5. Some New Testament writers quote other New Testament writers as Scripture.

The belief in new revelation or a testament of books was not a late development. From the days of the apostles themselves, these writings were seen as unique in their authority and witness. This belief seems to be present in the earliest stages of Christianity. In 2 Peter 3:15–16, Peter refers to Paul’s letters as “Scripture,” which would have put them on a par with the books of the Old Testament. This is a significant fact that is often overlooked.

Should we expect anything else from a collection of books that has been curated for their internal consistency?

6. Early Christians used noncanonical writings without analogous authority.

Christians often cited noncanonical literature with positive affirmation for edification. Yet, Christians were simply using these books as helpful, illuminating, or edifying texts. Rarely was there confusion as to whether they were on a par with Scripture. These books were eventually disregarded according to the criteria of whether they had general acceptance, apostolicity, and self-authentication.

And here we get to the most important issue concerning the relevance of “canonicity”. Do any of these qualities attest to their accuracy? The obvious answer should be no.

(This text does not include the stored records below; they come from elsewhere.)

PR #165, opened 2024-08-14
Replace cantina with spdlog

GhostofCookie:


RichLogan (commented):
I'll defer to @TimEvens for approval but this looks good to me.

Only thing that came up is the difference to the prior dedicated picoquic logger vs. a combined approach here, which I have no opinion on.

None of the six points presented can be used to reliably conclude that the events described in the Bible are actually true. Non-canonical books may contradict some teachings within the traditional Orthodox canon, but most have equal historical evidence when it comes to confirming their supernatural claims, which is to say – none. Did Jesus exist? Probably. Was he resurrected from the dead? We can’t really know. We cannot conclude that dragons exist simply because they are described commonly and consistently in ancient writings and we cannot conclude that Jesus was resurrected for the same reason.

The Bible is full of claims. To evaluate these claims we must seek external sources and historical evidence that supports them. If we knew that the Bible provided accurate testimony then we could consider that testimony as one piece of evidence that could bolster supporting external evidence, but by using the historical-critical method we already know that the Bible’s authorship is unreliable.

This is not to say that the entire Bible should be considered a lie. Quite the contrary. There are many references within the Bible that can be confirmed with external sources. Names of towns and villages. Names of rulers and kings. Jewish cultural traditions and societal structures. We confirm these claims the same way historians confirm claims from any ancient text. However, extraordinary claims require extraordinary evidence. Being skeptical of supernatural claims in the Bible doesn’t make you a contrarian.

Skepticism should be the natural position when you apply the same level of criticism you would to the supernatural claims of any other religion.